Global financial markets declined sharply on March 3 as the escalating conflict involving Iran disrupted energy supplies and deepened investor anxiety over the economic consequences of a prolonged regional war. Stock markets across the United States, Europe, and Asia recorded steep losses, while oil and natural gas prices surged amid fears of sustained supply disruptions in the Persian Gulf.
On Wall Street, US markets extended losses for a second straight session. The Dow Jones Industrial Average closed down 403 points, a decline of 0.83 percent, settling at 48,501. The S&P 500 fell 0.94 percent and the Nasdaq Composite dropped 1.02 percent. The session was marked by extreme volatility — at their intraday lows, the Dow had fallen more than 1,277 points and the S&P 500 shed as much as 2.5 percent before markets recovered a portion of those losses in afternoon trading, following a statement from President Donald Trump that the US Navy would escort tankers through the Strait of Hormuz if necessary.
Investor anxiety was visible in the CBOE Volatility Index, which climbed sharply during the session, reflecting heightened uncertainty across financial markets.
Market declines extended globally. In Asia, Japan's Nikkei 225 dropped 3.06 percent. South Korea's Kospi fell sharply across consecutive sessions as the conflict escalated, with circuit breakers triggered during trading. European indices also recorded broad declines, reflecting concerns about energy supply and economic fallout.
Energy markets drove much of the turbulence. Oil prices climbed further on March 3 after Iran's Revolutionary Guard declared the Strait of Hormuz closed — a move threatening one of the most critical maritime energy corridors in the world. Brent crude rose approximately 8 percent to $83.83 per barrel, while US West Texas Intermediate crude climbed more than 8 percent to $77.05 per barrel. These were the highest closing levels since the US and Israeli strikes on Iran's nuclear facilities in June 2025.

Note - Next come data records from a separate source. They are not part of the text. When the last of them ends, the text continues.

PR #2756, opened 2019-05-08
Cache downloads individually upon completion

### LINKED ISSUE #1954: Don't fail all updates if one download fails
When updating several mods, sometimes one fails to download (probably because of my garbage internet connection). It would be nice if it actually continued and completed the ones that did download OK, rather than seemingly aborting the whole process.

Currently I get an error message, and then only have a Cancel-button which takes me back to the list of mods which looks the same as before. I.e. the ones with new versions are still not listed as up to date.

So yeah.. would be nice to instead of getting an error message and a Cancel-button, a summary of which ones failed and which ones were OK. And every mod that was downloaded OK should've been updated too, maybe except if they depend on one that failed.

### LINKED ISSUE #2746: Add downloads to cache immediately upon individual completion
Background
----------

**CKAN Version:** 
v1.26.0

**KSP Version:** 
1.7

**Operating System:** 
Win10 x64

Nothing other than installing NearFuture Aeronautics, not related with issue.

Description
-------
This is not an urgent request, rather - a minor, maybe even personal one.

temp3

When downloading mods, CKAN wait for **all mods** to be downloaded in temporary folder before copying to 'Download Cache' folder, and does not remove those .tmp files until clean exit of CKAN.

But when downloading multiple large mods, they would easily fill up Ramdisk causing CKAN to hang on download indefinitely. In that case: .tmp files will stay and take up space until reboot.

If CKAN moves **a mod** to 'Download Cache' folder as soon as it's complete and remove corresponding .tmp file, user can cancel download and not loose progress of already completed downloads, or need to care about their Temporary folder capacity.

HebaruSan:
## Problem

If you select many uncached mods to install, they're all downloaded to temp files in your temp folder before being moved to the CKAN download cache. The temp files remain until *all* of the downloads fail or finish. This consumes disk space in the temp folder for longer than strictly necessary and delays the insertion of individual files into the cache.

image

## Cause

`NetAsyncModulesDownloader` and `NetAsyncDownloader` communicate via a callback function that's only called at the end of the download process. So `NetAsyncModulesDownloader` waits for all downloads to complete before ever calling `cache.Store`.

## Changes

- `NetAsyncDownloader.onCompleted ` is replaced by `onOneCompleted`, which is called once per individual download, when that download fails or finishes
- `NetAsyncModulesDownloader.ModuleDownloadsComplete` is replaced by `ModuleDownloadComplete` which handles one download at a time
- The `cache` parameter of `NetAsyncModuleDownloader.DownloadModules` is moved to that class's constructor, and all calling code is updated to accommodate this (the motivation is to be able to use `ModuleDownloadComplete` cleanly as the callback without a lambda)

Note that this change is not guaranteed to fix any real world problem. If you were having a problem with your temp folder filling up before, that exact problem can still happen if the timing of the downloads works out such that they all last a long time. You will always need enough temp folder space available to handle all downloads that you initiate.

Fixes #2746.
Fixes #1954 (probably fixed a long time ago, but now we can say that the possibility of this happening has been eliminated).

### DIFF
--- a/Cmdline/Action/Replace.cs
+++ b/Cmdline/Action/Replace.cs
@@ -155,7 +155,7 @@ namespace CKAN.CmdLine
                 // TODO: These instances all need to go.
                 try
                 {
-                    ModuleInstaller.GetInstance(ksp, manager.Cache, User).Replace(to_replace, replace_ops, new NetAsyncModulesDownloader(User));
+                    ModuleInstaller.GetInstance(ksp, manager.Cache, User).Replace(to_replace, replace_ops, new NetAsyncModulesDownloader(User, manager.Cache));
                     User.RaiseMessage("\r\nDone!\r\n");
                 }
                 catch (DependencyNotSatisfiedKraken ex)
--- a/Cmdline/Action/Upgrade.cs
+++ b/Cmdline/Action/Upgrade.cs
@@ -129,13 +129,13 @@ namespace CKAN.CmdLine
 
                     }
 
-                    ModuleInstaller.GetInstance(ksp, manager.Cache, User).Upgrade(to_upgrade, new NetAsyncModulesDownloader(User));
+                    ModuleInstaller.GetInstance(ksp, manager.Cache, User).Upgrade(to_upgrade, new NetAsyncModulesDownloader(User, manager.Cache));
                 }
                 else
                 {
                     // TODO: These instances all need to go.
                     Search.AdjustModulesCase(ksp, options.modules);
-                    ModuleInstaller.GetInstance(ksp, manager.Cache, User).Upgrade(options.modules, new NetAsyncModulesDownloader(User));
+                    ModuleInstaller.GetInstance(ksp, manager.Cache, User).Upgrade(options.modules, new NetAsyncModulesDownloader(User, manager.Cache));
                 }
             }
             catch (ModuleNotFoundKraken kraken)
--- a/ConsoleUI/InstallScreen.cs
+++ b/ConsoleUI/InstallScreen.cs
@@ -61,7 +61,7 @@ namespace CKAN.ConsoleUI {
                             inst.UninstallList(plan.Remove);
                             plan.Remove.Clear();
                         }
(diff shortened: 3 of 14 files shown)


DasSkelett:
> Note that this change is not guaranteed to fix any real world problem. If you were having a problem with your temp folder filling up before, that exact problem can still happen if the timing of the downloads works out such that they all last a long time. You will always need enough temp folder space available to handle all downloads that you initiate.

We already have the download size of the mods in the metadata, and the .tmps are just the "unnamed" zips, right? Shouldn't it be possible to add a warning before the download starts if all mods together are bigger than the remaining disk space in the temp folder?

HebaruSan:
> Shouldn't it be possible to add a warning before the download starts if all mods together are bigger than the remaining disk space in the temp folder?

Yes... **if** .NET provided a cross platform "free space in folder" function. The only one I've been able to find is `DriveInfo.AvailableFreeSpace`, which I think is only useful on Windows.

DasSkelett:
> which I think is only useful on Windows.

Why? Is it buggy/not working/not implemented on Mono?

HebaruSan:
Other OSes don't have a concept of a "drive" in the same way Windows has "C:" and "D:", and I don't think the runtime provides a cross-platform way to translate from a folder path to a Drive. That was from the last time I looked into it, though, so I'm prepared to be proven wrong.

DasSkelett:
Yeah, I tested it, and it seems that mono can't get a drive info for the current directory, if it's not the exact point where a drive/partition is mounted (that means it works for /media/... or root / itself, but not f.e. for /home/user/documents/ when the home folder is a symlink to another drive.)
And `Path.GetPathRoot()` always returns / .

You're right it seems :/

HebaruSan:
Yeah, I think this last came up when we were consolidating the cache folder. The only reliable way to detect disk overflows is after the fact, with exceptions.

DasSkelett:
Pffft, now I did spot where to dismiss reviews again...
Well, for the next time :smile:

The Strait of Hormuz connects the Persian Gulf to global shipping routes and is the transit point for roughly a quarter of the world's seaborne oil trade. Any sustained disruption to shipping through the waterway carries significant implications for global energy supply and pricing.
Additional pressure came from disruptions to liquefied natural gas production. QatarEnergy confirmed it had halted operations at Ras Laffan Industrial City — the world's largest LNG export facility — following Iranian drone attacks. The company subsequently suspended output of other energy products as well. European natural gas futures surged more than 20 percent following the halt, as buyers scrambled to assess the impact on contracted supplies.
Shipping across the region faced severe disruption. As of March 3, at least five tankers had been damaged in the vicinity of the strait, and approximately 150 vessels were stranded nearby due to the security situation. At least one seafarer was reported killed.
The developments concentrated investor focus on the duration of the conflict. Trump told reporters the operation was projected to last four to five weeks but could extend longer. That timeline, combined with real-time disruptions to oil, LNG, and maritime trade, kept financial markets on edge throughout the session.
As of the close of trading on March 3, markets remained volatile, with investors tracking developments in the conflict and any diplomatic or military responses that could affect the stability of global energy supply chains.